Although having trouble a while back, this business model plus talent at
solving problems has landed them steady contracts. Even better, they open
source lots of their tools they use for high-assurance software. Ivory's main
use that I know of is SMACCMPilot program for high-assurance drone. They give
details some of you want here:

[https://smaccmpilot.org/software/properties.html](https://smaccmpilot.org/software/properties.html)

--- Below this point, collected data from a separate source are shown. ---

Issue #688, opened 2019-07-15
additional write option to hide text from output


Brodan:
### Expected behavior
The `write` page action ([docs](https://taiko.gauge.org/#write)) should accept a boolean option (`hidden` for example) that explicit prevents the text being written to screen.

### Actual behavior
Currently there exists logic ([here](https://github.com/getgauge/taiko/blob/master/lib/taiko.js#L1043)) which will output `*****` if the active element's `isPassword` is True. However, there may be additional types of text other than passwords that one would not want written to terminal/logged.

Brodan:
closing this as #709 has been merged. thank you for the quick review and merge!

Debashis9012:
It has been verified and found fixed with the version:
```version: 1.0.1 (Chromium: 76.0.3803.0) 7b4db1995facc68d8a93cd62fa5ed6e29e37a171```

PR #709, opened 2019-07-22
add explicit hidden option to write command

Brodan:
#688.

In some cases (not just password inputs) you may not want the text from a `write` command to be written to the log output. 

This PR adds a `hidden` option to the `write` command which will output `*****` instead of the give text to output. 

Example:
```
brodan@~/taiko (master)$ node bin/taiko.js 
> openBrowser();
 ✔ Browser opened
> goto("https://www.google.com/");
 ✔ Navigated to URL https://www.google.com/
> write("This will not be logged.", {hidden:true});
 ✔ Wrote ***** into the focused element.
```


lib/taiko.js
```diff
@@ -1018,6 +1018,7 @@ module.exports.focus = async (selector, options = {}) => {
  * @param {number} [options.waitForStart=100] - wait for navigation to start. Accepts time in milliseconds.
  * @param {number} [options.timeout=30000] - DEPRECATED timeout option, use navigationTimeout instead.
  * @param {number} [options.navigationTimeout=30000] - Navigation timeout value in milliseconds for navigation after click.
+ * @param {boolean} [options.hidden=false] - Prevent given text from being written to log output.
```
nehashri: The options.hidden has a different meaning in some APIs. It means that the element to perform the action is hidden.
To avoid confusion, its better we use a different name here. In my opinion, `options.hideText` is a good name to use.

Brodan: @nehashri thanks for the quick look! I struggled to come up with a name for it and was definitely iffy on `hidden`. I'll change it to your suggestion!

Brodan:
Looks like the CI build timed out, any way to restart it?

nehashri:
@Brodan I am looking at why the builds are failing.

Also, check out their blog, Github, and talks for lots of interesting stuff.
In case anyone wonders, I have no affiliation with them: just a high-assurance
researcher that gives props to those in field doing solid work, esp if FOSS-
friendly. :)

------
steveklabnik
Embedded.com ran a story about Ivory and Rust recently:
[https://www.embedded.com/electronics-blogs/say-
what-/4460422...](https://www.embedded.com/electronics-blogs/say-
what-/4460422/Achieving-memory-safety-without-compromise)

------
gmueckl
I have not dug into this, but I am curious: how would you write multiple
interacting, concurrent, timing-sensitive tasks with this? I am thinking about
things like multiple complex protocol stacks on top of different interrupt
driven I/o ports (uart, I2C, SPI) in parallel with a main application that is
supervised by a watchdog.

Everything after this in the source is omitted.